In reading the article, a couple of sentences really jumped out at me:

The move is another milestone in the long-running political dance between Congress and Postal Service managers over how to finance the delivery of mail to 151 million addresses, nearly 40 percent of the world’s “snail mail” volume. Lawmakers have spent more than a year trying to nail down postal legislation, but have been unable to settle on an agreement.

Though its Capitol Hill critics complain that Postal Service should be made to operate “more like a business,” Congress has created a set of rules that all but guarantee billion-dollar losses.

I don’t know much about the inner workings of Congress and specifically how they interact with and control the postal service, but it seems to me that the constraints, rules, and control that they exercise over the USPS (and other aspects of the country?) are in a real way killing the ability to function and do what they need to do.  Makes no sense to me.

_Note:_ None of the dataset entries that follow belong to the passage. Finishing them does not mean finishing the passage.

PR #771, opened 2017-08-16
Add deploy: mode: global support

cdrage:
Adds support for deploy: mode.

For example:

```yaml
version: "3"

services:
  foo:
    deploy:
      resources:
        mode: global
        replicas: 6
    image: redis
```

Will only generate replicas: 1 in Kubernetes pods as "global" limits
replicas to only one.

### DIFF
--- a/pkg/transformer/kubernetes/kubernetes.go
+++ b/pkg/transformer/kubernetes/kubernetes.go
@@ -490,10 +490,17 @@ func (k *Kubernetes) ConfigEnvs(name string, service kobject.ServiceConfig) []ap
 func (k *Kubernetes) CreateKubernetesObjects(name string, service kobject.ServiceConfig, opt kobject.ConvertOptions) []runtime.Object {
 	var objects []runtime.Object
 	var replica int
+
 	if opt.IsReplicaSetFlag || service.Replicas == 0 {
 		replica = opt.Replicas
 	} else {
 		replica = service.Replicas
+	}
+
+	// Check to see if Docker Compose v3 Deploy.Mode has been set to "global"
+	if service.DeployMode == "global" {
+		log.Warning("Global mode not yet supported, containers will only be replicated once throughout the cluster. DaemonSet support will be added in the future.")
+		replica = 1
 	}
 
 	if opt.CreateD {
--- a/script/test/cmd/tests.sh
+++ b/script/test/cmd/tests.sh
@@ -394,6 +394,15 @@ cd $CURRENT_DIR
 
 # Test V3 Support of Docker Compose
 
+# Test deploy mode: global
+cmd="kompose convert --stdout -j -f $KOMPOSE_ROOT/script/test/fixtures/v3/docker-compose-deploy-mode.yaml"
+sed -e "s;%VERSION%;$version;g" -e "s;%CMD%;$cmd;g"  "$KOMPOSE_ROOT/script/test/fixtures/v3/output-deploy-mode-k8s-template.json" > /tmp/output-k8s.json
+convert::expect_success_and_warning "kompose convert --stdout -j -f $KOMPOSE_ROOT/script/test/fixtures/v3/docker-compose-deploy-mode.yaml" "/tmp/output-k8s.json"
+
+cmd="kompose convert --stdout -j --provider=openshift -f $KOMPOSE_ROOT/script/test/fixtures/v3/docker-compose-deploy-mode.yaml"
+sed -e "s;%VERSION%;$version;g" -e "s;%CMD%;$cmd;g"  "$KOMPOSE_ROOT/script/test/fixtures/v3/output-deploy-mode-os-template.json" > /tmp/output-os.json
+convert::expect_success_and_warning "kompose convert --stdout -j --provider=openshift -f $KOMPOSE_ROOT/script/test/fixtures/v3/docker-compose-deploy-mode.yaml" "/tmp/output-os.json"
+
 # Test support for cpu and memory limits + reservations
 cmd="kompose convert --stdout -j -f $KOMPOSE_ROOT/script/test/fixtures/v3/docker-compose-memcpu.yaml"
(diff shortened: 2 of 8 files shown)


surajnarwade:
https://docs.docker.com/compose/compose-file/#mode says `global` spin up exactly one container per swarm *node*, can we achieve same with kubernetes ?

cdrage:
@surajnarwade nope, unless it's a daemonset. For now it's just `replicas: 1`. I really want to add DaemonSet however.

pkg/transformer/kubernetes/kubernetes.go
```diff
@@ -496,6 +496,12 @@ func (k *Kubernetes) CreateKubernetesObjects(name string, service kobject.Servic
 		replica = service.Replicas
 	}
 
+	// Check to see if Docker Compose v3 Deploy.Mode has been set to "global"
+	if service.DeployMode == "global" {
+		log.Infof("Deploy mode has been set to global. Setting Kubernetes container replicas to 0 for service %s", name)
```
kadel: Message says `replicas to 0` but it sets replicas to `1`

script/test/fixtures/v3/docker-compose-deploy-mode.yaml
```diff
@@ -0,0 +1,9 @@
+version: "3"
+
+services:
+  foo:
+    deploy:
+      resources:
```
kadel: `mode: ` is not under resource but directly under `deploy` key and the same thing for `replicas`

script/test/cmd/tests.sh
```diff
@@ -394,6 +394,15 @@ cd $CURRENT_DIR
 
 # Test V3 Support of Docker Compose
 
+# Test deploy mode: global
+cmd="kompose convert --stdout -j -f $KOMPOSE_ROOT/script/test/fixtures/v3/docker-compose-deploy-mode.yaml"
+sed -e "s;%VERSION%;$version;g" -e "s;%CMD%;$cmd;g"  "$KOMPOSE_ROOT/script/test/fixtures/v3/output-deploy-mode-k8s-template.json" > /tmp/output-k8s.json
+convert::expect_success "kompose convert --stdout -j -f $KOMPOSE_ROOT/script/test/fixtures/v3/docker-compose-deploy-mode.yaml" "/tmp/output-k8s.json"
```
kadel: use `convert::expect_success_and_warning` to also check warning to avoid false positives with the wrong docker compose file

cdrage:
Thanks @kadel I've gone ahead and implemented the changes.

script/test/fixtures/v3/docker-compose-deploy-mode.yaml
```diff
@@ -0,0 +1,9 @@
+version: "3"
+
+services:
+  foo:
+    deploy:
+      mode: global
+      resources:
+        replicas: 6
```
kadel: there is not `replicas` in the `resources`  field   ;-)

pkg/transformer/kubernetes/kubernetes.go
```diff
@@ -496,6 +496,12 @@ func (k *Kubernetes) CreateKubernetesObjects(name string, service kobject.Servic
 		replica = service.Replicas
 	}
 
+	// Check to see if Docker Compose v3 Deploy.Mode has been set to "global"
+	if service.DeployMode == "global" {
+		log.Infof("Deploy mode has been set to global. Setting Kubernetes container replicas to 1 for service %s", name)
```
kadel: Isn't it a bit confusing to display this message even if replicas are set to 1 or  if `replicas` is not set?

cdrage: By default DeployMode is "replicated" so this will only be shown when "global" is selected. Should we remove this all-together?

script/test/fixtures/v3/docker-compose-deploy-mode.yaml
cdrage: Woops, again another error!

pkg/transformer/kubernetes/kubernetes.go
cdrage: Ah, I see what you mean now. Updated!

cdrage:
Again, another mistake and tests failed. But fixed with @kadel 's suggestions.

Ready for another review!

pkg/transformer/kubernetes/kubernetes.go
```diff
@@ -490,12 +490,19 @@ func (k *Kubernetes) ConfigEnvs(name string, service kobject.ServiceConfig) []ap
...
+
 	if opt.IsReplicaSetFlag || service.Replicas == 0 {
 		replica = opt.Replicas
 	} else {
 		replica = service.Replicas
 	}
 
+	// Check to see if Docker Compose v3 Deploy.Mode has been set to "global"
+	if service.DeployMode == "global" {
+		log.Infof("Global mode has been set. Containers will only be replicated once throughout the cluster")
```
kadel: This message is still weird. It doesn't say what it does.
For kubernetes Kompose  is ignoring global mode, Kompose just creates regular Deployment with one replica.

So this is not what global mode should do. Should this message just say that global mode is not supported and that regular deployment will be created?

cdrage: @kadel In the future when we add DaemonSet we could switch it to use that, as that is better reflection on how this should work (one container per node). 

Would it be better to output a warning saying that Global is not support, but replicas will be set to 1?

kadel: > Would it be better to output a warning saying that Global is not support, but replicas will be set to 1?

Yes , I think this would be the best.

We can remove it once we start doing the DaemonSet thing. ( automatically using DaemonSets for services with global mode.)

cdrage: Luckily I doubt many people use `global`. So for now let's output the warning and put up an issue to eventually have it switch to daemonset

cdrage:
@kadel Updated with the new warning message

PR #783, opened 2017-08-21
add correct secrets for bintray

kadel:
this should fix `Bintray response: 401 Unauthorized. This resource requires authentication` error while uploading binaries to bintray

I'll add links to readme in another PR, once we are sure that this works.


cdrage:
LGTM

As I read this, my thoughts went to what we do it the church and how, in way too many ways, we are just like congress, trying to control, set rules, and make judgements (intentionally and unintentionally) about who is right, what is the correct path of discipleship, expressions of worship, how we live out our faith, and many other instances.  In other words, we put up barriers to people who are seeking that relationship with God because they are different or do things in ways we do not approve of.

The story of Cornelius and Peter in Acts 10-11 is a great example of God’s grace and love working outside the perceived normal paths and the change in perspective and understand that Peter and the other leaders go through.

We put up these barriers based on our need to control, our understanding of what is the right way to do things (that is many times personally or culturally based) and this ends up turning people away from the church and in some cases, away from God.  We put these things in place because we see them as helpful, when in reality they are hindrances.

I hope that we will really begin to look at how we try to control things, maybe even see where our church parallels congress’ actions, and then remember that we are called to love God first and then love all around us, those like us and those unlike us, and see God’s grace and love that is already at work.   We then listen to the stories that others tell us of how God is working in and through them and we learn and grow too.